The response should consist of every record, reproduced exactly.

[Collection entries]
----------

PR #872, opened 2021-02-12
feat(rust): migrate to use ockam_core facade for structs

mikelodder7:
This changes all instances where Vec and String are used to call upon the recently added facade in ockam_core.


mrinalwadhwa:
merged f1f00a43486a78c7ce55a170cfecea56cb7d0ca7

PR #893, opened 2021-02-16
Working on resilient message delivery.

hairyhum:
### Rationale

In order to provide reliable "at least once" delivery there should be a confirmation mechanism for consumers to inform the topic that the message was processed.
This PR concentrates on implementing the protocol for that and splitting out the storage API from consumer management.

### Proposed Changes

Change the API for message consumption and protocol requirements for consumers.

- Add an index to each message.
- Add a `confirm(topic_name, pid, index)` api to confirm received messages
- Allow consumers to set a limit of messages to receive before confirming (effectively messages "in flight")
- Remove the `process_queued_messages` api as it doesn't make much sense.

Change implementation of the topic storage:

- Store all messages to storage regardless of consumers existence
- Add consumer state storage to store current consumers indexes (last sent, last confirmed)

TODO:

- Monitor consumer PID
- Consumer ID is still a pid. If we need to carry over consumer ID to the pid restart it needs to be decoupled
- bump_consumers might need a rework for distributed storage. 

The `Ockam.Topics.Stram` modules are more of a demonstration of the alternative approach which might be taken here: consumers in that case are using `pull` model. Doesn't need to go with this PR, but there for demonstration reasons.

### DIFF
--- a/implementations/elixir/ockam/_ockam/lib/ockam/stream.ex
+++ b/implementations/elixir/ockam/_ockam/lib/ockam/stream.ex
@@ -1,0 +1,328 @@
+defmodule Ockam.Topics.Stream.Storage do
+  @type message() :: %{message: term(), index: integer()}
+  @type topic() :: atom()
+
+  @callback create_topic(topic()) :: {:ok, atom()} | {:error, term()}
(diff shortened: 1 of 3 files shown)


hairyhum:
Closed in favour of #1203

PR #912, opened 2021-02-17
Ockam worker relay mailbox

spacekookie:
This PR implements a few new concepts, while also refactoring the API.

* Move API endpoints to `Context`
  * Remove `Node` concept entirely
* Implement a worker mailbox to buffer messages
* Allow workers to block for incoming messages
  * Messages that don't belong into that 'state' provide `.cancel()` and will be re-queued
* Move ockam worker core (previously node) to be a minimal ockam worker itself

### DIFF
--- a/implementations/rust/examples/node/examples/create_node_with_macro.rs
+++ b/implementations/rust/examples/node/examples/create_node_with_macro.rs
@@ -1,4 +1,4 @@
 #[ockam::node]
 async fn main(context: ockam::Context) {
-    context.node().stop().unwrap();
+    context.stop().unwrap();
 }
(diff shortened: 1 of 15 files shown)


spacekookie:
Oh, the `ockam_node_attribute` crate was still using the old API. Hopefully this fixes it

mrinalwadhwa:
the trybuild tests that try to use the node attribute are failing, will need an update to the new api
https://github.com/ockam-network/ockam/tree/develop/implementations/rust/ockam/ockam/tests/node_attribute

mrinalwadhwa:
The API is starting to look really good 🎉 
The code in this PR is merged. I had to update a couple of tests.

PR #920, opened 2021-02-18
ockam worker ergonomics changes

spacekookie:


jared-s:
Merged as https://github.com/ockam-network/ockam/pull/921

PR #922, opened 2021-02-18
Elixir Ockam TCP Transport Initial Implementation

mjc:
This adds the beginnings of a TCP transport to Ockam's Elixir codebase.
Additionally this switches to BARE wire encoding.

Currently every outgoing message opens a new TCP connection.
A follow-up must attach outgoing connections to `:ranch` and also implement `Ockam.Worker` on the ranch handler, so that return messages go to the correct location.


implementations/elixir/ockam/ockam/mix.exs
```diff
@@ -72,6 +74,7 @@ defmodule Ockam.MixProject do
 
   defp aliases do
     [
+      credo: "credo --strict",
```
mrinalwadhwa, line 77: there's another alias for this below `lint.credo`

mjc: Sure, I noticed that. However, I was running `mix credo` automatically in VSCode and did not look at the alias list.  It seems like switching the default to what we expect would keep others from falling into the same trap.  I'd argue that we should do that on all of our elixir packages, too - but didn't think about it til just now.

----------

SOLUTION —
PR #872, opened 2021-02-12
feat(rust): migrate to use ockam_core facade for structs

mikelodder7:
This changes all instances where Vec and String are used to call upon the recently added facade in ockam_core.


mrinalwadhwa:
merged f1f00a43486a78c7ce55a170cfecea56cb7d0ca7

PR #893, opened 2021-02-16
Working on resilient message delivery.

hairyhum:
### Rationale

In order to provide reliable "at least once" delivery there should be a confirmation mechanism for consumers to inform the topic that the message was processed.
This PR concentrates on implementing the protocol for that and splitting out the storage API from consumer management.

### Proposed Changes

Change the API for message consumption and protocol requirements for consumers.

- Add an index to each message.
- Add a `confirm(topic_name, pid, index)` api to confirm received messages
- Allow consumers to set a limit of messages to receive before confirming (effectively messages "in flight")
- Remove the `process_queued_messages` api as it doesn't make much sense.

Change implementation of the topic storage:

- Store all messages to storage regardless of consumers existence
- Add consumer state storage to store current consumers indexes (last sent, last confirmed)

TODO:

- Monitor consumer PID
- Consumer ID is still a pid. If we need to carry over consumer ID to the pid restart it needs to be decoupled
- bump_consumers might need a rework for distributed storage. 

The `Ockam.Topics.Stram` modules are more of a demonstration of the alternative approach which might be taken here: consumers in that case are using `pull` model. Doesn't need to go with this PR, but there for demonstration reasons.

### DIFF
--- a/implementations/elixir/ockam/_ockam/lib/ockam/stream.ex
+++ b/implementations/elixir/ockam/_ockam/lib/ockam/stream.ex
@@ -1,0 +1,328 @@
+defmodule Ockam.Topics.Stream.Storage do
+  @type message() :: %{message: term(), index: integer()}
+  @type topic() :: atom()
+
+  @callback create_topic(topic()) :: {:ok, atom()} | {:error, term()}
(diff shortened: 1 of 3 files shown)


hairyhum:
Closed in favour of #1203

PR #912, opened 2021-02-17
Ockam worker relay mailbox

spacekookie:
This PR implements a few new concepts, while also refactoring the API.

* Move API endpoints to `Context`
  * Remove `Node` concept entirely
* Implement a worker mailbox to buffer messages
* Allow workers to block for incoming messages
  * Messages that don't belong into that 'state' provide `.cancel()` and will be re-queued
* Move ockam worker core (previously node) to be a minimal ockam worker itself

### DIFF
--- a/implementations/rust/examples/node/examples/create_node_with_macro.rs
+++ b/implementations/rust/examples/node/examples/create_node_with_macro.rs
@@ -1,4 +1,4 @@
 #[ockam::node]
 async fn main(context: ockam::Context) {
-    context.node().stop().unwrap();
+    context.stop().unwrap();
 }
(diff shortened: 1 of 15 files shown)


spacekookie:
Oh, the `ockam_node_attribute` crate was still using the old API. Hopefully this fixes it

mrinalwadhwa:
the trybuild tests that try to use the node attribute are failing, will need an update to the new api
https://github.com/ockam-network/ockam/tree/develop/implementations/rust/ockam/ockam/tests/node_attribute

mrinalwadhwa:
The API is starting to look really good 🎉 
The code in this PR is merged. I had to update a couple of tests.

PR #920, opened 2021-02-18
ockam worker ergonomics changes

spacekookie:


jared-s:
Merged as https://github.com/ockam-network/ockam/pull/921

PR #922, opened 2021-02-18
Elixir Ockam TCP Transport Initial Implementation

mjc:
This adds the beginnings of a TCP transport to Ockam's Elixir codebase.
Additionally this switches to BARE wire encoding.

Currently every outgoing message opens a new TCP connection.
A follow-up must attach outgoing connections to `:ranch` and also implement `Ockam.Worker` on the ranch handler, so that return messages go to the correct location.


implementations/elixir/ockam/ockam/mix.exs
```diff
@@ -72,6 +74,7 @@ defmodule Ockam.MixProject do
 
   defp aliases do
     [
+      credo: "credo --strict",
```
mrinalwadhwa, line 77: there's another alias for this below `lint.credo`

mjc: Sure, I noticed that. However, I was running `mix credo` automatically in VSCode and did not look at the alias list.  It seems like switching the default to what we expect would keep others from falling into the same trap.  I'd argue that we should do that on all of our elixir packages, too - but didn't think about it til just now.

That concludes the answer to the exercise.